WHAT THE TASK REQUIRES »
Both the line containing "Backport https://github.com/hazelcast/hazelcast/pull/9273" and the last line of the listing are included: write out exactly the lines from one to the other.

DATA EXTRACT »
PR #9282, opened 2016-11-21
Backport https://github.com/hazelcast/hazelcast/pull/9273

ihsandemir:
Backports https://github.com/hazelcast/hazelcast/pull/9273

SOLUTION TO THIS EXERCISE »
Backport https://github.com/hazelcast/hazelcast/pull/9273

ihsandemir:
Backports https://github.com/hazelcast/hazelcast/pull/9273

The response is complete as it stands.